= PROBLEM =
Transcribe word for word the lines below from the line with "I found a bug" through the line with "export class Jwt<", ends included.

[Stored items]
PR #131, opened 2024-03-04
feat: fix async handling in jwt verify

lukasjhan:
I found a bug while developing https://sdjwt.co

in jwt verify method, It doesn't wait until its resolved. verifier can be async function so we need await keyword.

### DIFF
--- a/packages/core/src/jwt.ts
+++ b/packages/core/src/jwt.ts
@@ -98,7 +98,7 @@ export class Jwt<
     const payload = Base64urlEncode(JSON.stringify(this.payload));
     const data = `${header}.${payload}`;
 
-    const verified = verifier(data, this.signature);
+    const verified = await verifier(data, this.signature);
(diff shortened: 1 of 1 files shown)


cre8 (approved):
Lgtm,

Have you also checked the code if we have other mistreated async calls?

And I think all defined functions that can be passed to the sd-jwt instance should be async, since we don't know if the user needs it for his implementations. Or we define some type like `Promise<string> | string`

lukasjhan:
> Lgtm,
> 
> Have you also checked the code if we have other mistreated async calls?
> 
> And I think all defined functions that can be passed to the sd-jwt instance should be async, since we don't know if the user needs it for his implementations. Or we define some type like `Promise<string> | string`

Yeah, I checked all code in core :) I guess now we're good.
Currently we treated passed functions as OrPromise<type> which is Promise<type> | type.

= SOLVED PROBLEM =
I found a bug while developing https://sdjwt.co

in jwt verify method, It doesn't wait until its resolved. verifier can be async function so we need await keyword.

### DIFF
--- a/packages/core/src/jwt.ts
+++ b/packages/core/src/jwt.ts
@@ -98,7 +98,7 @@ export class Jwt<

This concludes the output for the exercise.